COMET is a set of models that can be used for machine translation. You can also train custom models. The models give a score of between 0 and 1, with a score closer to 1 indicating better translation quality. COMET is a PyTorch-based framework for evaluating language models based on human judgments such as Direct Assessments (DA), Human-mediated Translation Edit Rate (HTER), and metrics compliant with the Multidimensional Quality Metric framework.
METEOR
METEOR (Metric for Evaluation of Translation with Explicit ORdering) is a metric that requires training and relies on token alignment. METEOR evaluates machine-translated text from the reference text by unigram matching with the human text. The matching is done based on unigram-precision and unigram-recall.

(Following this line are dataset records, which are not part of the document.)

PR #1199, opened 2024-03-12
Fix output truncation with json-errors and build failure. Fix #1160

### LINKED ISSUE #1160: json is cut off
In php i run

```php
<?php

exec('spago build --json-errors --quiet', $output);
```

The json line is cut off after 65536 characters. I don't believe it's a php problem because when i use `cat` on a file with more characters the line is longer. When i run spago directly in the terminal the problem does not manifest. I believe it has something to do with the way nodejs writes to the output buffer.

When you google for `nodejs stdout cut off` quite a few old but i guess still relevant github issues pop-up. Some write actions can be asynchronous and are not guaranteed to finalize the nodejs process terminates.

nwolverson:
Problematic situation is when --json-errors is passed (output is one very long line printed out all at once), there are many warnings (json > 65536 bytes) and there is an error (spago should exit with an error code). Set the error code and allow control flow to naturally exit to allow output to be flushed.

### Description of the change

TODO

### Checklist:


nwolverson:
Not clear why the test fails on windows only, I suspect something about trailing newline (I noticed there's some munging of that in the tests setup, and the output being single-line)

test/Spago/Build.purs
```diff
@@ -161,6 +161,22 @@ spec = Spec.around withTempDir do
...
+        srcWarn = Path.concat [ "src", "Warn.purs" ]
+      FSA.unlink srcMain
+      FS.copyFile
+        { src: fixture "build-json-truncated-main.purs"
+        , dst: srcMain
+        }
+      FS.copyFile
+        { src: fixture "build-json-truncated-warn.purs"
+        , dst: srcWarn
+        }
```
f-f, line 177: If you move the fixtures into their own `build-json-truncated` directory and structure it like a spago project then you can just use `copyTree`, see e.g. the monorepo tests:
https://github.com/purescript/spago/blob/ebb99a02dacd119e8b650855bfae308798c46c07/test/Spago/Build/Monorepo.purs#L117-L120

src/Spago/Command/Build.purs
```diff
@@ -137,26 +138,32 @@ run opts = do
...
+    unless (Array.null pedanticPkgs || opts.depsOnly) do
+      logInfo $ "Looking for unused and undeclared transitive dependencies..."
+      eitherGraph <- Graph.runGraph globs opts.pursArgs
+      graph <- either die pure eitherGraph
+      env <- ask
+      checkResults <- map Array.fold $ for pedanticPkgs \(Tuple selected options) -> do
+        Graph.toImportErrors selected options
+          <$> runSpago (Record.union { selected, workspacePackages: selectedPackages } env) (Graph.checkImports graph)
+      unless (Array.null checkResults) do
+        die $ Graph.formatImportErrors checkResults
```
f-f, line 165: Should this be a `prepareToDie` as well?

f-f:
And about the Windows failure in CI: the fixture contains a `"filename":"src/Main.purs"`, which becomes a `"filename":"src\\Main.purs"` on Windows.

When fixtures contain paths we just keep a different one around just for Windows, e.g. see the tests for `spago sources`:
https://github.com/purescript/spago/blob/ebb99a02dacd119e8b650855bfae308798c46c07/test/Spago/Sources.purs#L36-L38

src/Spago/Command/Build.purs
nwolverson: Yes, this could be, I just didn't think hard enough to understand and restructure this code. I guess the types will make it clear enough

src/Spago/Command/Build.purs
```diff
@@ -153,17 +151,20 @@ run opts = do
         let reportTest = pedanticPackages || (fromMaybe false $ p.package.test >>= _.pedantic_packages)
         Alternative.guard (reportSrc || reportTest)
         pure $ Tuple p { reportSrc, reportTest }
-    unless (Array.null pedanticPkgs || opts.depsOnly) do
+    if Array.null pedanticPkgs || opts.depsOnly then do
```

Unlike, BLEU, METEOR uses recall in its computation to understand the number of matched n-grams out of the total number of n-grams in the human translation. METEOR works by creating an alignment between the machine-translated text and human reference text. The alignment is a mapping between the two strings such that a unigram– a single word– in one string is matched to 0 or one unigrams in the other but not unigrams in the same strings.
GPTScore
GPTScore uses generative pre-trained models to score the generated text. The evaluation framework for GPTScore is shown in the following image.
The method works by using a language model to evaluate a given sentence based on a certain evaluation protocol. The protocol is defined from the task and how easy it is to understand the generated response. As the metric name suggests, some of the language models used are GPT2 and GPT3 due to their superior zero-shot classification abilities. Given a certain instruction and context, the language model will give a bigger score text with higher quality.

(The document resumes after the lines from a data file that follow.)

PR #1202, opened 2024-03-15
Switch config to camelCase and support automatic migrations

### LINKED ISSUE #1139: Mixed case configuration for publish location

f-f:
This PR moves the config format to be consistently camelCase, to fix #1139 

As we figured in #1154, this is a big change for the few projects out there that already use the new spago, so we needed to (a) be backwards compatible, and (b) support automatic migration of the config.

The previous attempt to support this was #1168, but that got convoluted enough that we agreed on a simpler approach - here we manipulate the YAML doc entirely on the JS side, and write it to disk if anything was changed, and the user requested it (otherwise we just warn about the config format being out of date)


src/Spago/Config.js
```diff
@@ -99,3 +99,25 @@ export function addRangesToConfigImpl(doc, rangesMap) {
...
+          hasChanged = true;
+          return match.charAt(1).toUpperCase();
+        });
+      }
+    }
+  });
+  if (hasChanged) {
+    return doc;
+  }
+}
```
JordanMartinez, line 123: So, this effectively disables snake_case entirely from the config forever. Moreover, even if someone decided to add a superfluous key to the YAML file in that particular case convention, this script will force it to be camel-case, even if that's not what the user wants. I think that's fine.

JordanMartinez (approved):

src/Spago/Config.js
f-f: > if someone decided to add a superfluous key to the YAML file in that particular case convention, this script will force it to be camel-case, even if that's not what the user wants

Once we find a way to go at #1165 then I think we could effectively disallow superfluous fields, they only seem to cause confusion (see the comment I left in the Config module)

The GPTScore is defined as shown in the previous figure where:
wt
is the weight of the token at positiont
T(·)
is a task-dependent prompt template defining the evaluation protocold
is a task descriptiona
the aspect definition andh
is the evaluation text
Human Evaluation
Human evaluation involves getting human evaluators to assess the output of language models for:
Quality
Fluency
Coherence and
Relevance
This is a very good method for evaluating the language model but it is subjective to human biases and opinions.
Final Thoughts
Using language models to automate the process of evaluating large language models is a big step in assessing them but can be harmed by the inherent biases in the training corpus of the models. Other metrics that don't rely on language models are also not bulletproof and getting the best results will depend on the use case and may call for a hybrid approach.
It may be best to use several metrics and compare how the language model performs on them. It is also important to consider the tokenization methods used because they also affect how the model performs on the different metrics.